- Oral presentation
- Open Access
Tissue viral dynamics in SIV infected macaques with highly active antiretroviral therapy (HAART)
© Bourry et al; licensee BioMed Central Ltd. 2009
- Published: 24 September 2009
- Viral Replication
- Antiviral Drug
- Plasma Viral Load
- Peripheral Lymph Node
Under highly active antiretroviral therapy (HAART), the persistence of HIV in tissue reservoirs represent a major obstacle to viral eradication. Thus our objectives were: (1) To evaluate the viral replication and dissemination simultaneously in blood, secondary lymphoid tissues and the gut during SIV acute infection of macaque as a model of HIV infection and AIDS. (2) To assess the effect of a short term HAART initiated at different stages during SIV infection on viral dissemination and replication. (3) To correlate viral replication in tissues with local concentration of antiviral drugs.
Three viral markers of viral replication and dissemination were measured in cynomolgus macaques inoculated with 50 AID: viral mRNA (viral replication), 2LTR circles (new infection), and viral DNA (viral dissemination). Blood, spleen, peripheral (inguinal and axillary) and mesenteric lymph nodes, rectum, colon and ileum were studied simultaneously in groups of 4 to 5 macaques treated with a placebo or the combination of AZT/3TC and indinavir during 14-28 days and initiated at days 0 (4 h post infection (pi)), 7, 14 and 101 pi.

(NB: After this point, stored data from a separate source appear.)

PR #412, opened 2018-02-08
set make timestamps look the same

plessbd:
i have no comments, I am to sad.[Your Code is bad](http://s2.quickmeme.com/img/29/292febc5ac05e551a651eacfa9ecf9eeeb1081e088ed0c3c1f7575e1eed90aaa.jpg)

### DIFF
--- a/classes/XDUser.php
+++ b/classes/XDUser.php
@@ -1039,7 +1039,7 @@ SQL;
 
         $time_frags = explode('.', $init_time);
 
-        return date('m/d/Y, g:i:s A', $time_frags[0]);
+        return date('Y-m-d, H:i:s', $time_frags[0]);
 
     }//getLastLoginTimestamp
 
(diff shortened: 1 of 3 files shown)


classes/XDUser.php
```diff
@@ -1039,7 +1039,7 @@ public function getLastLoginTimestamp()
 
         $time_frags = explode('.', $init_time);
 
-        return date('m/d/Y, g:i:s A', $time_frags[0]);
+        return date('Y-m-d, H:i:s', $time_frags[0]);
```
jpwhite4: Given that we are changing the date format, why don't we use some sort of standard format such as an ISO 8601 compatible format rather than creating out own one?

plessbd: this is used to match what other things are already using

smgallo: Agree that ISO8601 is good, but we should do that in a separate PR that examines XDMoD as a whole.

PR #417, opened 2018-02-09
Acl config sync

ryanrath:
## Description
Ensure that `acl-config` adds support for both the removal and modification of configuration files that populate the tables that it manages as well as addition.  

## Motivation and Context
So that we can truly manage the state of the acl tables w/ config file modifications.

## Tests performed
Manual Tests: 

**Test 1:**
- Start an Open XDMoD docker container and connect
- Start the services provided by the docker container ( `~/bin/services start` )
- Add a new acl to the 'normaluser' user
  - Could be via directly adding a record in `moddb.user_acls` or via the internal dashboard
- Perform an source upgrade
- Verify that the newly added acl relation still exists
  - By either directly via the db or via the internal dashboard

**Test 2:**
- Start an Open XDMoD docker container and connect
- Start the container services ( `~/bin/services start` )
- Add a new acl to the system
  - Either modify roles.json and run `acl-config` or manually add a record to `moddb.acls`
- Perform a source upgrade -or- if roles.json was modified in the previous step then revert the file and run `acl-config` again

During acute infection, the three markers varied similarly within a same tissue. However viral replication and dissemination differ between tissues, particularly after peak of viremia. Plasma viral load decrease mainly reflects a severe decline in gut associated lymphoid tissue (GALT) viral replication whereas levels of viral mRNA and DNA remained stable in spleen and peripheral lymph nodes. Initiation of HAART before peak of viremia significantly impact on viral dissemination and replication in all tissues but did not prevent infection, even when treatment was initiated 4 h pi. Initiation of HAART, just after the viremia peak or during chronic infection, had a strong effect on virus production in plasma and GALT, but high levels of viral mRNA and DNA persist in peripheral lymph nodes and spleen. Viral replication in tissues was inversely correlated with local antiviral drugs concentrations.
We demonstrated the persistence of viral replication and dissemination in lymphoid tissues during primary infection. Control of viral replication in tissues is highly dependent on antiretrovirals tissular distribution.
This article is published under license to BioMed Central Ltd.